- **Excerpted data**
PR #1915, opened 2024-06-17
catch sqlglot exceptions and convert them to advices

ericvergnaud:
## Changes
Generate Failure when sqlglot fails to parse query

### Linked issues
Progresses #1901

### Functionality 
None

### Tests
- [x] added unit tests

### DIFF
--- a/src/databricks/labs/ucx/source_code/queries.py
+++ b/src/databricks/labs/ucx/source_code/queries.py
@@ -49,7 +49,8 @@ class FromTable(Linter, Fixer):
                 if not statement:
                     continue
                 yield from self._lint_statement(statement)
-        except SqlParseError:
+        except SqlParseError as e:
+            logger.debug(f"Failed to parse SQL: {code}", exc_info=e)
             yield Failure(
                 code='table-migrate',
                 message=f"SQL query is not supported yet: {code}",
--- a/src/databricks/labs/ucx/source_code/queries.py
+++ b/src/databricks/labs/ucx/source_code/queries.py
@@ -52,7 +52,7 @@ class FromTable(Linter, Fixer):
         except SqlParseError:
             yield Failure(
                 code='table-migrate',
-                message=f"SQL query {code} is not supported yet",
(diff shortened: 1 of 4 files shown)


src/databricks/labs/ucx/source_code/queries.py
```diff
@@ -43,41 +43,56 @@ def schema(self):
...
+        try:
+            statements = parse_sql(code, read='databricks')
+            for statement in statements:
+                if not statement:
                     continue
+                yield from self._lint_statement(statement)
+        except SqlParseError:
+            yield Failure(
+                code='table-migrate',
+                message=f"SQL query {code} is not supported yet",
```
asnare, line 55: The code being (not) parsed could be quite long: tens or even hundreds of lines. At the very least for this I'd prefer to see it at the end of the message rather than in the middle.
```suggestion
                message=f"SQL query is not supported yet: {code}",
```

src/databricks/labs/ucx/source_code/queries.py
```diff
@@ -43,41 +43,56 @@ def schema(self):
...
-                    # Sqlglot captures the schema name in the Create statement as a Table, with
-                    # the schema  as the db name.
-                    self._session_state.schema = table.db
+        try:
+            statements = parse_sql(code, read='databricks')
+            for statement in statements:
+                if not statement:
                     continue
+                yield from self._lint_statement(statement)
+        except SqlParseError:
```
asnare, line 52: At the moment for people running into this there's no way for them to figure out why something is failing to parse; at the very least we should log the cause of the SQL error. To keep the noise down I'd be okay with `DEBUG` (and `exc_info=True`); it's really about ensuring we can get the information if we need it without having to reproduce it manually ourselves.

asnare (approved):
Some minor suggestions but lgtm.

src/databricks/labs/ucx/source_code/queries.py
ericvergnaud: done

JCZuurmond (approved):

PR #1919, opened 2024-06-19
Improve catch-all handling and avoid some pylint suppressions

asnare:
## Changes

This PR is stacked on top of #1905; changes include:

 - Avoid some pylint-suppressions that aren't really necessary.
 - Improve logging when catch-all handlers are hit so we can better understand what went wrong.
 - When an internal error occurs during magic-processing, work already completed is returned instead of abandoned.

Incidental changes include some more type annotations amongst the unit tests.

### Tests

- manually tested
- added unit tests


tests/unit/source_code/notebooks/test_cells.py
```diff
@@ -206,7 +253,14 @@ def test_parses_python_cell_with_magic_commands(simple_dependency_resolver, mock
     ],
 )
 def test_pip_command_split(code, split):
-    assert PipMagic._split(code) == split  # pylint: disable=protected-access
+
+    # Avoid direct protected access to the _split method.
```
JCZuurmond, line 257: Oke, that is an interesting workaround. I am not settled on the protected access in test cases, I like them sometimes, when it is clear unit testable functionality, like here

JCZuurmond (approved):
See comments

src/databricks/labs/ucx/source_code/notebooks/cells.py
```diff
@@ -477,11 +479,11 @@ def extract_from_tree(
             nodes = tree.locate(Call, [("magic_command", Name)])
             for command in cls._make_commands_for_magic_command_call_nodes(nodes):
                 commands.append(command)
-            return commands, problems
         except Exception as e:  # pylint: disable=broad-except
```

- **What you are asked to do**
Reproduce all of the records exactly.

- **Expected answer**
PR #1915, opened 2024-06-17
catch sqlglot exceptions and convert them to advices

ericvergnaud:
## Changes
Generate Failure when sqlglot fails to parse query

### Linked issues
Progresses #1901

### Functionality 
None

### Tests
- [x] added unit tests

### DIFF
--- a/src/databricks/labs/ucx/source_code/queries.py
+++ b/src/databricks/labs/ucx/source_code/queries.py
@@ -49,7 +49,8 @@ class FromTable(Linter, Fixer):
                 if not statement:
                     continue
                 yield from self._lint_statement(statement)
-        except SqlParseError:
+        except SqlParseError as e:
+            logger.debug(f"Failed to parse SQL: {code}", exc_info=e)
             yield Failure(
                 code='table-migrate',
                 message=f"SQL query is not supported yet: {code}",
--- a/src/databricks/labs/ucx/source_code/queries.py
+++ b/src/databricks/labs/ucx/source_code/queries.py
@@ -52,7 +52,7 @@ class FromTable(Linter, Fixer):
         except SqlParseError:
             yield Failure(
                 code='table-migrate',
-                message=f"SQL query {code} is not supported yet",
(diff shortened: 1 of 4 files shown)


src/databricks/labs/ucx/source_code/queries.py
```diff
@@ -43,41 +43,56 @@ def schema(self):
...
+        try:
+            statements = parse_sql(code, read='databricks')
+            for statement in statements:
+                if not statement:
                     continue
+                yield from self._lint_statement(statement)
+        except SqlParseError:
+            yield Failure(
+                code='table-migrate',
+                message=f"SQL query {code} is not supported yet",
```
asnare, line 55: The code being (not) parsed could be quite long: tens or even hundreds of lines. At the very least for this I'd prefer to see it at the end of the message rather than in the middle.
```suggestion
                message=f"SQL query is not supported yet: {code}",
```

src/databricks/labs/ucx/source_code/queries.py
```diff
@@ -43,41 +43,56 @@ def schema(self):
...
-                    # Sqlglot captures the schema name in the Create statement as a Table, with
-                    # the schema  as the db name.
-                    self._session_state.schema = table.db
+        try:
+            statements = parse_sql(code, read='databricks')
+            for statement in statements:
+                if not statement:
                     continue
+                yield from self._lint_statement(statement)
+        except SqlParseError:
```
asnare, line 52: At the moment for people running into this there's no way for them to figure out why something is failing to parse; at the very least we should log the cause of the SQL error. To keep the noise down I'd be okay with `DEBUG` (and `exc_info=True`); it's really about ensuring we can get the information if we need it without having to reproduce it manually ourselves.

asnare (approved):
Some minor suggestions but lgtm.

src/databricks/labs/ucx/source_code/queries.py
ericvergnaud: done

JCZuurmond (approved):

PR #1919, opened 2024-06-19
Improve catch-all handling and avoid some pylint suppressions

asnare:
## Changes

This PR is stacked on top of #1905; changes include:

 - Avoid some pylint-suppressions that aren't really necessary.
 - Improve logging when catch-all handlers are hit so we can better understand what went wrong.
 - When an internal error occurs during magic-processing, work already completed is returned instead of abandoned.

Incidental changes include some more type annotations amongst the unit tests.

### Tests

- manually tested
- added unit tests


tests/unit/source_code/notebooks/test_cells.py
```diff
@@ -206,7 +253,14 @@ def test_parses_python_cell_with_magic_commands(simple_dependency_resolver, mock
     ],
 )
 def test_pip_command_split(code, split):
-    assert PipMagic._split(code) == split  # pylint: disable=protected-access
+
+    # Avoid direct protected access to the _split method.
```
JCZuurmond, line 257: Oke, that is an interesting workaround. I am not settled on the protected access in test cases, I like them sometimes, when it is clear unit testable functionality, like here

JCZuurmond (approved):
See comments

src/databricks/labs/ucx/source_code/notebooks/cells.py
```diff
@@ -477,11 +479,11 @@ def extract_from_tree(
             nodes = tree.locate(Call, [("magic_command", Name)])
             for command in cls._make_commands_for_magic_command_call_nodes(nodes):
                 commands.append(command)
-            return commands, problems
         except Exception as e:  # pylint: disable=broad-except
```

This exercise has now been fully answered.